## What you have to do:
Reproduce exactly the lines that run from the start of the records below to the line with "PR #1112, opened 2021-08-25", inclusive.

## Supplied records:
---
PR #1098, opened 2021-08-23
Let `Functional` inherit from `Nth`

EdwarDDay:
I'm not sure about this, but it looks like this is missing.


akurasov:
@Schahen will you take a look, please?

EdwarDDay:
Fixed by #1609

PR #1112, opened 2021-08-25
Web: Align StyleSheetBuilder parameter with other @Composable ContentBuilder

hfhbd:


Schahen:
@hfhbd let's discuss more specifically why in your opinion this should be done? 
If we accidentally broke some existing behavior - what exactly behavior and what should be the test case.

If it's something new, a proposal - let's discuss what the goal of that proposal.

hfhbd:
Yes, the latest change broke existing code. 
In d2d4971f the inline modifier of
```kotlin
@Composable
inline fun Style(
    noinline applyAttrs: (AttrsBuilder<HTMLStyleElement>.() -> Unit)? = null,
    rulesBuild: StyleSheetBuilder.() -> Unit
) {
```
was removed, so it is not possible to call `@Composable` in `rulesBuild` anymore.

Usecase::

https://github.com/hfhbd/bootstrap-compose/blob/751945f55b64ed966a4d215e40962acd0b5d8818/src/jsMain/kotlin/app/softwork/bootstrapcompose/GridBox.kt#L94
```kotlin
Style {
            val classname = remember { "_${UUID()}" } // creating dynamically a style

            CSSSelector.CSSClass(classname) style {
                gap?.let {
                    property("gap", gap.toString())
                }
                justifyContent?.let {
                    property("justify-content", it.toString())
                }
                alignContent?.let {
                    property("align-content", it.toString())
                }
            }
```

hfhbd:
@Schahen Added a test. I hope it is okay :D

PR #1165, opened 2021-09-15
web: add `testUtils` alias to gradle plugin

eymar:
This will allow to use the dependency like this:
`compose.web.testUtils`


eymar:
@Schahen This a minor change. Anyway, please let me know if you think the alias name is fine.

PR #1233, opened 2021-10-06
Basic animations test

Skolotsky:


web/core/src/jsMain/kotlin/org/jetbrains/compose/web/elements/Style.kt
```diff
@@ -81,6 +81,38 @@ private fun fillRule(
...
+            }
+        }
+        is CSSGroupingRuleDeclaration -> {
+            cssRuleDeclaration.rules.forEach { childRuleDeclaration ->
+                stringBuilder.append("$delimiter${childRuleDeclaration.stringPresentation(baseIndent + indent, indent, delimiter)}")
+            }
+        }
+        is CSSKeyframesRuleDeclaration -> {
+            cssRuleDeclaration.keys.forEach { childRuleDeclaration ->
+                stringBuilder.append("$delimiter${childRuleDeclaration.stringPresentation(baseIndent + indent, indent, delimiter)}")
```
Schahen, line 108: let's just use regular good old joinToString

Skolotsky: ok

Issue #705, opened 2021-05-27
Support scrollbars for text fields


igordmn:
0.4.0-build211

Currently there is no way to add scrollbars to the text field because text fields have their own scroll state that is not accessible outside of the text field.

```
import androidx.compose.desktop.Window
import androidx.compose.foundation.VerticalScrollbar
import androidx.compose.foundation.layout.Box
import androidx.compose.foundation.layout.fillMaxHeight
import androidx.compose.foundation.layout.fillMaxSize
import androidx.compose.foundation.rememberScrollState
import androidx.compose.foundation.rememberScrollbarAdapter
import androidx.compose.foundation.text.BasicTextField
import androidx.compose.ui.Alignment
import androidx.compose.ui.Modifier

fun main() = Window {
    val scrollState = rememberScrollState()
    Box(
        modifier = Modifier.fillMaxSize()
    ) {
        BasicTextField((1..10000).joinToString { "x" }, {}, Modifier.fillMaxSize())
        VerticalScrollbar(
            rememberScrollbarAdapter(scrollState),
            modifier = Modifier.align(Alignment.CenterEnd).fillMaxHeight()
        )
    }
}
```

igordmn:
See also another related issue with scroll and text field: https://github.com/JetBrains/compose-jb/issues/26

m-sasha:
Fixed by https://github.com/JetBrains/compose-multiplatform-core/pull/384

okushnikov:
Please check the <a href="https://youtrack.jetbrains.com/issue/CMP-5398">following ticket</a> on YouTrack for follow-ups to this issue. GitHub issues will be closed in the coming weeks.

PR #1274, opened 2021-10-19
Add Code Editor component

n34t0:
Hi!

I am developing a simple code editor using Jetpack Compose for Desktop and IntelliJ Platform: https://github.com/n34t0/compose-code-editor. I wonder if Jetbrains would be interested in accepting such component contributions to the compose-jb repository.

A few explanations:

- Because of #705 I had to do a CoreTextField fork to get the scroll offset for correct positioning.
- I used IntelliJ Platform with some modifications to implement the code completion and go-to-declaration functions. Scripts from `buildSrc` are used to retrieve and prepare platform code. Since Gradle does not support `buildSrc` in subprojects, I had to put the platform code into a separate module and include it through `includeBuild`.
- To keep the client code from depending on these platform build scripts, I put all the necessary platform code into some fat jars.  But I'm not quite sure how to properly publish these jars.


olonho:
Thanks for the great code! @n34t0 this code seems too large for `components` folder in this repo. I would suggest to keep it in the separate repo. We could consider smaller contribution with the rich editor component, as this is more likely widely reusable.

n34t0:
Yes, I agree, this code is probably too large for components. Thanks!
---
## Answer space:
PR #1098, opened 2021-08-23
Let `Functional` inherit from `Nth`

EdwarDDay:
I'm not sure about this, but it looks like this is missing.


akurasov:
@Schahen will you take a look, please?

EdwarDDay:
Fixed by #1609

PR #1112, opened 2021-08-25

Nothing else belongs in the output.